According to the paper, quality measures take clinical guidelines a step further, into the realm of a "mandate that affects fiscal compensation and public reputational standing. QMs influence patient care, institutional compliance, and organizational financial well-being."
And that's where things can get cloudy.
For instance, Salem points to 30-day readmissions, the quality measure that he calls the "one I hate the most" and that "drives a lot of doctors and hospitals crazy."
"The 30-day readmissions one is filled with unanswered questions," Salem says. "Why are we using this one? Why has it become something that if we don't do well on, the hospital is going to lose money?"
Salem says he has "no idea" how or why those 30 days were arrived upon in the first place, and sees "very little evidence that this has any effect on overall survival."
Moreover, the paper notes there are multiple factors that lead to readmissions, not all of which are within a hospital's control. The paper cites research showing that readmissions vary by patient population, with some attributed to factors such as poverty, mental illness, and lack of social support, so hospitals serving large numbers of those populations may be unfairly judged.
"There are social factors that may play a big role in that," Salem says. "We're maybe punishing hospitals that are taking care of the kinds of people that can't take care of themselves, and we may be hurting those hospitals more than we're helping anybody."
The paper also includes discussion of two quality measures—both of which have now been eliminated—that not only were eventually shown to be ineffective, but actually ended up being harmful to patients.
The "scariest" example of this, according to Salem, was the widespread use of perioperative beta blockers, a quality measure based on research that was later shown to be fraudulent. In fact, "a meta-analysis published in 2013 with consolidated outcomes of over 10,000 randomized participants showed that initiation of [perioperative beta blockers] before surgery caused a significant increase in mortality," the paper says.
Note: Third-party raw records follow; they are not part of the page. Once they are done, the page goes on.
PR #724, opened 2021-09-14
Update ConfigEntries to be Partition aware

thisisnotashwin:
Changes proposed in this PR:
- Update ServiceDefaults and ServiceIntentions to be partition aware.

How I've tested this PR:
- Unit tests
- Deploying to cluster and they get reconciled successfully.

- Code review

Notes: There is a validation on Service Intentions that fails if namespaces are not enabled but the namespace field has been populated. A similar check has not been made currently as this would require changing the method signature of the ConfigEntry interface which would leads to almost every file in the `/api/v1alpha1` directory getting impacted. Post the alpha release, I will do a refactor which is extract a bunch of fields required for validation and put them in a struct. This should ensure we don't have to change method signatures every time a new concept is introduced. We can update the struct and the config-entries that are impacted.

Checklist:
- [x] Tests added


ndhanushkodi:
> There is a validation on Service Intentions that fails if namespaces are not enabled but the namespace field has been populated.

I think this could be fine to keep around until alpha as you mentioned but I just wanted to clarify the following in case I'm misunderstanding:

Is this the failing ent unit test in CI? Would we keep the failing test until post-alpha? Would you be able to run acceptance tests on this PR by skipping the ent unit tests if those will be failing for alpha? Do we need to modify CI to skip the that unit test until post alpha and make a reminder to re-enable it?

thisisnotashwin:
> > There is a validation on Service Intentions that fails if namespaces are not enabled but the namespace field has been populated.
> 
> I think this could be fine to keep around until alpha as you mentioned but I just wanted to clarify the following in case I'm misunderstanding:
> 
> Is this the failing ent unit test in CI? Would we keep the failing test until post-alpha? Would you be able to run acceptance tests on this PR by skipping the ent unit tests if those will be failing for alpha? Do we need to modify CI to skip the that unit test until post alpha and make a reminder to re-enable it?

The failing enterprise test should stop failing with the latest Consul enterprise alpha image. The test that is failing is the partition-init job that currently depends on the existence of Admin Partitions. I could create a PR that skips enterprise unit tests and runs the acceptance tests to ensure that the acceptance tests are 🟢

ndhanushkodi (approved):
Looks great Ashwin!!

ishustava (approved):
Looks great! I left a couple of non-blocking, but otherwise looks good. I haven't tested it though. Should we add an acceptance test to test out partitions similar to how we test namespaces for config entries?

thisisnotashwin:
> Looks great! I left a couple of non-blocking, but otherwise looks good. I haven't tested it though. Should we add an acceptance test to test out partitions similar to how we test namespaces for config entries?

We definitely should update our acceptance tests. I was contemplating doing that as a part of the larger story of creating acceptance tests for Admin Partitions.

"It took years to figure this out," Salem says, but by then, that faulty quality measure had already been used for a long time.
Other quality measures are flawed in other ways, the paper says. For instance, it states that length of hospital stay isn't positively correlated with quality of care, and patient satisfaction in surgical care has "no association with hospital compliance with surgical quality measures."
The point of this discussion isn't to disparage all quality measures, Salem says. He believes there are valid quality measures that have saved many lives, such as the focus on reducing central line-associated bloodstream infections.
"It sounds like we're trashing the whole system; we're not," Salem says. "We're just saying, 'back up a little bit.'"
Instead of focusing on or prematurely adopting quality measures that may not be useful and that may not differentiate good practices—or worse, actually harm patients in the long-term—Salem believes that there should be a peer-review-type process that thoroughly investigates and vets potential quality measures so health insurers and Medicare don't "jump into them without much proof." Instead, doctors and hospitals should be able to focus on the quality measures that are most effective for improving patient outcomes.
"We need to develop a process of being careful and making sure that there is quality in these measures," Salem says.